PR #1705, opened 2024-05-16
Fix safeCopy on Windows

opotowsky:
## What is the change?

1. Reverting the `os.system(cmd)` for windows to `shutil.copyfile`/`shutil.copymode`
2. Reducing the wait time to 5 minutes 

1. `copy` via `os.system` on Windows was taking an obscenely long time. And really we just needed the update from #1691 for linux functionality.
2. 30 min for a wait time is bonkers, so given some tests run we think we can safely reduce it to 5 min.

---

## Checklist

- [x] ~[Tests](https://terrapower.github.io/armi/developer/tooling.html#test-it) have been added/updated to verify any new/changed code.~ No updates needed

### DIFF
--- a/armi/utils/__init__.py
+++ b/armi/utils/__init__.py
@@ -813,17 +813,18 @@ def safeCopy(src: str, dst: str) -> None:
         dst = os.path.join(dst, os.path.basename(src))
     srcSize = os.path.getsize(src)
     if "win" in sys.platform:
-        cmd = f'copy "{src}" "{dst}"'
+        shutil.copyfile(src, dst)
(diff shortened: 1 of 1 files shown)


john-science (approved):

+ + + + +

For this exercise, retype each entry from above exactly as it stands.

PR #1705, opened 2024-05-16
Fix safeCopy on Windows

opotowsky:
## What is the change?

1. Reverting the `os.system(cmd)` for windows to `shutil.copyfile`/`shutil.copymode`
2. Reducing the wait time to 5 minutes 

1. `copy` via `os.system` on Windows was taking an obscenely long time. And really we just needed the update from #1691 for linux functionality.
2. 30 min for a wait time is bonkers, so given some tests run we think we can safely reduce it to 5 min.

---

## Checklist

- [x] ~[Tests](https://terrapower.github.io/armi/developer/tooling.html#test-it) have been added/updated to verify any new/changed code.~ No updates needed

### DIFF
--- a/armi/utils/__init__.py
+++ b/armi/utils/__init__.py
@@ -813,17 +813,18 @@ def safeCopy(src: str, dst: str) -> None:
         dst = os.path.join(dst, os.path.basename(src))
     srcSize = os.path.getsize(src)
     if "win" in sys.platform:
-        cmd = f'copy "{src}" "{dst}"'
+        shutil.copyfile(src, dst)
(diff shortened: 1 of 1 files shown)


john-science (approved):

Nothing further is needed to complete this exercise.